I am trying to upload Python package to private gitlab package registry using CI.
script:
- poetry build
- pip install twine
- echo "[distutils]" > ~/.pypirc
- echo "index-servers = gitlab" >> ~/.pypirc
- echo "[gitlab]" >> ~/.pypirc
- echo "repository=$CI_API_V4_URL/projects/$CI_PROJECT_ID/packages/pypi" >> ~/.pypirc
- echo "username=gitlab-ci-token" >> ~/.pypirc
- echo "password=$CI_JOB_TOKEN" >> ~/.pypirc
- twine upload --repository gitlab dist/* --verbose --cert /usr/local/share/ca-certificates/ca.crt
When running curl --verbose https://****repository url**** within the same CI job it shows that SSL certificate verify ok..

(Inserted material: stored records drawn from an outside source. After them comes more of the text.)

PR #2506, opened 2018-09-16
Add ContT monad

johnynek:
ContT is a challenging Monad to implement if you need to implement tailRecM.

The addition of the Defer typeclass solves this problem. This PR replaces the unmerged #1400.

cc @non

### DIFF
--- a/core/src/main/scala/cats/data/ContT.scala
+++ b/core/src/main/scala/cats/data/ContT.scala
@@ -9,15 +9,16 @@ package data
  * a tailRecM implementation we leverage the Defer type class to
  * obtain stack-safety.
  */
-sealed trait ContT[M[_], A, B] extends Serializable { self =>
+sealed abstract class ContT[M[_], A, B] extends Serializable { self =>
   final def run: (B => M[A]) => M[A] = runAndThen
   protected def runAndThen: AndThen[B => M[A], M[A]]
 
-  def map[C](fn: B => C): ContT[M, A, C] = {
+  def map[C](fn: B => C)(implicit M: Defer[M]): ContT[M, A, C] = {
     // allocate/pattern match once
     val fnAndThen = AndThen(fn)
     ContT { fn2 =>
-      run(fnAndThen.andThen(fn2))
+      val cb = fnAndThen.andThen(fn2)
+      M.defer(run(cb))
     }
   }
 
@@ -35,13 +36,13 @@ sealed trait ContT[M[_], A, B] extends Serializable { self =>
     // lazy to avoid forcing run
     ContT.later(AndThen(fn).andThen(runAndThen))
 
-  def flatMap[C](fn: B => ContT[M, A, C]): ContT[M, A, C] = {
+  def flatMap[C](fn: B => ContT[M, A, C])(implicit M: Defer[M]): ContT[M, A, C] = {
     // allocate/pattern match once
     val fnAndThen = AndThen(fn)
     ContT[M, A, C] { fn2 =>
       val contRun: ContT[M, A, C] => M[A] = (_.run(fn2))
       val fn3: B => M[A] = fnAndThen.andThen(contRun)
-      run(fn3)
+      M.defer(run(fn3))
     }
   }
 }
@@ -79,7 +80,7 @@ object ContT {
       def go(a: A): M[C] =
         fn(a).run {
           case Left(a) => M.defer(go(a))
-          case Right(b) => cb(b)
+          case Right(b) => M.defer(cb(b))
         }
 
       go(a)
--- a/core/src/main/scala/cats/data/ContT.scala
+++ b/core/src/main/scala/cats/data/ContT.scala
@@ -6,14 +6,14 @@ package data
  * the Haskell package Control.Monad.Cont
  *
  * This is reasonably straight-forward except that to make
- * a tailRecM implementation we leverage the Defer typeclass to
+ * a tailRecM implementation we leverage the Defer type class to
  * obtain stack-safety.
  */
 sealed trait ContT[M[_], A, B] extends Serializable { self =>
-  def run(cb: B => M[A]): M[A]
+  def run: (B => M[A]) => M[A]
 
   def map[C](fn: B => C): ContT[M, A, C] =
-    ContT[M, A, C] { fn2 =>
+    ContT { fn2 =>
       run(AndThen(fn).andThen(fn2))
     }
 
@@ -21,13 +21,14 @@ sealed trait ContT[M[_], A, B] extends Serializable { self =>
    * c.mapCont(f).run(g) == f(c.run(g))
    */
   def mapCont(fn: M[A] => M[A]): ContT[M, A, B] =
-    ContT.MapCont(this, fn)
+    // Use later here to avoid forcing run
+    ContT.later(AndThen(run).andThen(fn))
 
   /**
    * cont.withCont(f).run(cb) == cont.run(f(cb))
    */
   def withCont[C](fn: (C => M[A]) => B => M[A]): ContT[M, A, C] =
-    ContT.WithCont(this, fn)
+    ContT { cb => run(fn(cb)) }
 
   def flatMap[C](fn: B => ContT[M, A, C]): ContT[M, A, C] =
     ContT[M, A, C] { fn2 =>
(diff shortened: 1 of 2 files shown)


djspiewak:
Not to be Debbie Downer, but this (like all Cont implementations) still doesn’t have a stack safe tailRecM given a truly arbitrary value of Cont. Specifically, arbitrary left-associated flattens sequenced through continue should blow the stack. This is encodable via tailRecM just as it is via flatMap. There are older examples of this in the cats-effect history (IO is basically Defer + Cont).

johnynek:
It’s an interesting question how many current Monads may fail this test with better generators.

It may be that this isn’t stack safe with more aggressive generators but the use of AndThen doesn’t make it totally obvious to me that is the case. The WithCont/MapCont isn’t safe I guess in recursions.

In any case, without Defer this implementation fails, which I think shows a nice example of using Defer.

kailuowang:
to save you some time digging travis log, scalastyle was complaining
> [info]scalastyle using config /home/travis/build/typelevel/cats/scalastyle-config.xml
[error]/home/travis/build/typelevel/cats/core/src/main/scala/cats/data/ContT.scala:50:8: Public method must have explicit type
[error]/home/travis/build/typelevel/cats/core/src/main/scala/cats/data/ContT.scala:54:8: Public method must have explicit type
[error]/home/travis/build/typelevel/cats/core/src/main/scala/cats/data/ContT.scala:58:8: Public method must have explicit type
[error]/home/travis/build/typelevel/cats/core/src/main/scala/cats/data/ContT.scala:9:51: Use 'type class' instead of typeclass (See #441)

danslapman:
@johnynek FYI: https://github.com/danslapman/cats-conts

core/src/main/scala/cats/data/ContT.scala
```diff
@@ -0,0 +1,108 @@
...
+    // lazy to avoid forcing run
+    ContT.later(AndThen(fn).andThen(runAndThen))
+
+  def flatMap[C](fn: B => ContT[M, A, C]): ContT[M, A, C] = {
+    // allocate/pattern match once
+    val fnAndThen = AndThen(fn)
+    ContT[M, A, C] { fn2 =>
+      val contRun: ContT[M, A, C] => M[A] = (_.run(fn2))
+      val fn3: B => M[A] = fnAndThen.andThen(contRun)
+      run(fn3)
```
johnynek: I wonder if we should take `(implicit M: Defer[M])` and do `M.defer(run(fn3))` here. If we do this, I think it is possibly that this will be a stack safe Monad without a specialized tailRecM. I'll experiment with that.

johnynek:
okay, interestingly, using Defer on each call in map and flatMap makes this a StackSafeMonad, but I went ahead and kept the custom implementation which I think should be more efficient.

What do you think now @djspiewak ? I think this may actually be fully stack safe (at the expense of requiring to defer inside each map/flatMap).

djspiewak:
Reading and pondering… :-D

core/src/main/scala/cats/data/ContT.scala
```diff
@@ -0,0 +1,109 @@
...
+    // lazy to avoid forcing run
+    ContT.later(AndThen(fn).andThen(runAndThen))
+
+  def flatMap[C](fn: B => ContT[M, A, C])(implicit M: Defer[M]): ContT[M, A, C] = {
+    // allocate/pattern match once
+    val fnAndThen = AndThen(fn)
+    ContT[M, A, C] { fn2 =>
+      val contRun: ContT[M, A, C] => M[A] = (_.run(fn2))
+      val fn3: B => M[A] = fnAndThen.andThen(contRun)
+      M.defer(run(fn3))
```
djspiewak: I stand very much corrected here. **I'm convinced that this *is* stack-safe.** I owe you an apology, @johnynek. Dear internets, please link here if you're looking for a handy example of me being wrong.

When I first reviewed this PR on my phone, it looked like a slightly different version of the trick you used in #1400, but this is considerably better. You're basically inheriting the stack-safety of the underlying monad by explicitly hitting a stack-safe join at this point and returning to its trampoline (which it must have due to `Defer`). I'm not sure you even need the `AndThen`, since the stack is cut by the `defer`.

core/src/main/scala/cats/data/ContT.scala
```diff
@@ -0,0 +1,109 @@
...
+  def pure[M[_], A, B](b: B): ContT[M, A, B] =
+    apply { cb => cb(b) }
+
+  def apply[M[_], A, B](fn: (B => M[A]) => M[A]): ContT[M, A, B] =
+    FromFn(AndThen(fn))
+
+  def later[M[_], A, B](fn: => (B => M[A]) => M[A]): ContT[M, A, B] =
+    DeferCont(() => FromFn(AndThen(fn)))
+
+  def tailRecM[M[_], A, B, C](a: A)(fn: A => ContT[M, C, Either[A, B]])(implicit M: Defer[M]): ContT[M, C, B] =
```
djspiewak: Can just delegate to `flatMap` now. Probably slightly slower than this though.

core/src/main/scala/cats/data/ContT.scala
```diff
@@ -0,0 +1,109 @@
...
+      go(a)
+    }
+
+  implicit def catsDataContTDefer[M[_], B]: Defer[ContT[M, B, ?]] =
+    new Defer[ContT[M, B, ?]] {
+      def defer[A](c: => ContT[M, B, A]): ContT[M, B, A] =
+        DeferCont(() => c)
+    }
+
+  implicit def catsDataContTMonad[M[_]: Defer, A]: Monad[ContT[M, A, ?]] =
```
djspiewak: Random thought…

What if we implicitly prioritize a bit here? `ContT` is still useful with very short bind chains even when the underlying monad is not `Defer`, it just wouldn't be stack-safe. So make the higher priority `Monad` instance a `Monad with Defer` and require the `Defer[M]` constraint. Provide a lower priority instance which doesn't require or provide the `Defer[M]` (and thus also has a stack-unsafe `tailRecM`). Obviously this means removing the `flatMap` and `map` implementations from the `ContT` class itself and only making them visible via implicit enrichment (if the imports are a problem for usability, we can `with MonadSyntax` on the companion object).

The advantage would be a more broadly applicable `ContT` (admittedly, I'm not sure how much people care about continuations on the JVM outside of async effects, so… maybe not a big advantage?) which transparently preserves stack-safety whenever possible, and gracefully degrades whenever not. Maybe this is taking the "`tailRecM` doesn't really need to be stack-safe to be lawful" idea too far though.

core/src/main/scala/cats/data/ContT.scala
```diff
@@ -0,0 +1,109 @@
...
+      val fn3: B => M[A] = fnAndThen.andThen(contRun)
+      M.defer(run(fn3))
+    }
+  }
+}
+
+object ContT {
+
+  // Note, we only have two instances of ContT in order to be gentle on the JVM JIT
+  // which treats classes with more than two subclasses differently
```
djspiewak: You can just make `ContT` take `runAndThen` as a parameter to get the same benefit without the subtype limit. :-) A more impactful micro-optimization would be to make the implementations within `ContT` marked as `final`, since then it won't matter how many subtypes you have.

core/src/main/scala/cats/data/ContT.scala
```diff
@@ -0,0 +1,109 @@
...
+      }
+
+    lazy val runAndThen: AndThen[B => M[A], M[A]] = loop(next).runAndThen
+  }
+
+  def pure[M[_], A, B](b: B): ContT[M, A, B] =
+    apply { cb => cb(b) }
+
+  def apply[M[_], A, B](fn: (B => M[A]) => M[A]): ContT[M, A, B] =
+    FromFn(AndThen(fn))
```
djspiewak: I'd also like to see an `applyPure` or something like that defined as:

```scala
def apply[M[_]: Applicative, A, B](fn: (B => A) => A): ContT[M, A, B] =
  apply[M, A, B](_(fn.andThen(_.pure)).pure)
```

Or thereabouts…

johnynek: actually, I don't think we can do that I think we need Applicative and Comonad (we need to go `B => M[A]` to `B => A` to call `fn`.

core/src/main/scala/cats/data/ContT.scala
johnynek: We all make mistakes here and there. I very much admire folks who feel no shame about it. Kudos to you.

core/src/main/scala/cats/data/ContT.scala
djspiewak: Oh I see what you mean. That's definitely unfortunate. I'm not sure the function would be useful at all requiring `Comonad`

ceedubs:
I'd also be interested in the motivation for this. I've read about Cont and ContT a few times, but I've never seen them used in the wild. As someone who doesn't have much intuition for them, in the use cases that people describe it seems to me like a pull- based stream API like fs2 would be a cleaner solution. But I'm definitely open to learning more about this approach. Do you have a current use-case for this?

johnynek:
I mostly did it to show we can get a safe tailRecM.

Whatever. I’ll let y’all close it if you don’t want it. Not here to try to change minds about it.

rossabaker:
@iravid has an interesting [proof of concept](https://gist.github.com/iravid/7c4b3d0bbd5a9de058bd7a5534073b4d) that shows an akka-http-like DSL expressed with `ContT`.

kailuowang:
@djspiewak is there anything else you would like to be addressed in this PR?

lemastero:
> I'd also be interested in the motivation for this. I've read about Cont and ContT a few times, but I've never seen them used in the wild. As someone who doesn't have much intuition for them, in the use cases that people describe it seems to me like a pull- based stream API like fs2 would be a cleaner solution. But I'm definitely open to learning more about this approach. Do you have a current use-case for this?

TLDR; there are many :)

People do mind blowing things with ContT. Usually they write interpreters, games, web servers, streaming libraries: 
* [snoyberg/conduit](https://github.com/snoyberg/conduit/blob/master/resourcet/Control/Monad/Trans/Resource/Internal.hs#L104-L105)
* byorgey/MonadRandom [Strict](https://github.com/byorgey/MonadRandom/blob/master/Control/Monad/Trans/Random/Strict.hs#L197-L198), [Lazy](https://github.com/byorgey/MonadRandom/blob/master/Control/Monad/Trans/Random/Lazy.hs#L196-L197)
* [mrkkrp/megaparsec](https://github.com/mrkkrp/megaparsec/blob/master/Text/Megaparsec/Internal.hs#L237-L241)
* [gitpan/Perl6-Pugs](https://github.com/gitpan/Perl6-Pugs/blob/master/src/Pugs/AST/Eval.hs#L27)
* [snapframework/heist](https://github.com/snapframework/heist/blob/master/src/Heist/Internal/Types/HeistState.hs#L543-L544)
* [simonmar/monad-par](https://github.com/simonmar/monad-par/blob/master/monad-par/Control/Monad/Par/Scheds/Direct.hs)
* [mvoidex/hsdev](https://github.com/mvoidex/hsdev/blob/master/src/System/Win32/FileMapping/Memory.hs)
* [paolino/reactivegas Server](https://github.com/paolino/reactivegas/blob/master/Lib/Server/Server.hs#L54), [Passo (1)](https://github.com/paolino/reactivegas/blob/master/Lib/Passo.hs#L67) [(2)](https://github.com/paolino/reactivegas/blob/master/Lib/Passo.hs#L100), [Interazione](https://github.com/paolino/reactivegas/blob/master/Lib/Interazione.hs#L31)
* [motemen/jusk](https://github.com/motemen/jusk/blob/master/src/Main.hs#L27)
* [aleino/thesis](https://bitbucket.org/aleino/thesis/src/2a6657136dc2525f8c2afcbf0e1fceb98b94892c/poga/Graphics/GraphicalGame.hs?at=master&fileviewer=file-view-default)
* [orbitz/web_typed](https://github.com/orbitz/web_typed/blob/master/libs/pa_monad/cc.ml)
* [exFalso/Sim](https://github.com/exFalso/Sim/blob/master/SimNode.hs#L189)
* [chris-taylor/Haskeme](https://github.com/chris-taylor/Haskeme/blob/master/src/Language/Types.hs#L64)
* [vpetro/heopl](https://bitbucket.org/vpetro/heopl/src/d717615d311e8d7d45594e1e6b1b20a5680a521d/continuation-examples.hs?at=default&fileviewer=file-view-default)
* [Rabbit: A Compiler for Scheme/Chapter 8 D. Conversion to Continuation-Passing Style](https://en.wikisource.org/wiki/Rabbit:_A_Compiler_for_Scheme/Chapter_8)

Last one is special :heart:  to me - That is how I got hooked by FP. Long before I learned Scala. When ContT lands in Cats, I will revisit my plan to write optimizing Lisp compiler using CPS in Scala :)

There are more sophisticated applications as well: [Is there a real-world applicability for the continuation monad outside of academic use?](https://stackoverflow.com/questions/41202721/is-there-a-real-world-applicability-for-the-continuation-monad-outside-of-academ#answer-41214580)

And it is good to have this implemented in library, with PR that passed review :eyes:  like this one. Otherwise everyone will need to write it by himself.

djspiewak:
@kailuowang Sorry missed this. Nothing more. I'm 👍

kailuowang:
Thanks @djspiewak! I am merging.

fommil:
a stack safe `ContT` in Scala is an achievement, well done @johnynek !

SemanticBeeng:
> There are more sophisticated applications as well: [Is there a real-world applicability for the continuation monad outside of academic use?]

Sorry if being lazy but how to best compare `ConT` monad and Scala `delimited continuations` ?
Asking in context of `Lantern` https://github.com/feiwang3311/Lantern.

But CI job fails, showing:
$ twine upload --repository gitlab dist/* --verbose --cert /usr/local/share/ca-certificates/ca.crt
INFO Using configuration from /root/.pypirc
INFO ca_cert set by command options
Uploading distributions to
https://***********.com/api/v4/projects/53/packages/pypi
INFO dist/************.whl (30.0 KB)
INFO dist/************.tar.gz (25.1 KB)
INFO username set from config file
INFO password set from config file
INFO username: gitlab-ci-token
INFO password: <hidden>
Uploading ************.whl
WARNING Retrying (Retry(total=9, connect=5, read=None, redirect=None,
status=None)) after connection broken by
'SSLError(SSLCertVerificationError(1, '[SSL: CERTIFICATE_VERIFY_FAILED]
certificate verify failed: unable to get local issuer certificate
Please suggest what can be wrong or what can I try to do as well?
p.s. I have also tried using Poetry directly:
- poetry build
- poetry config repositories.gitlab "${CI_API_V4_URL}/projects/${CI_PROJECT_ID}/packages/pypi"
- poetry config certificates.gitlab.cert "/usr/local/share/ca-certificates/ca.crt"
- poetry config http-basic.gitlab gitlab-ci-token "$CI_JOB_TOKEN"
- poetry config --list
- poetry publish --repository gitlab --username gitlab-ci-token --password $CI_JOB_TOKEN
But it gives error that server is unreachable and I should check url.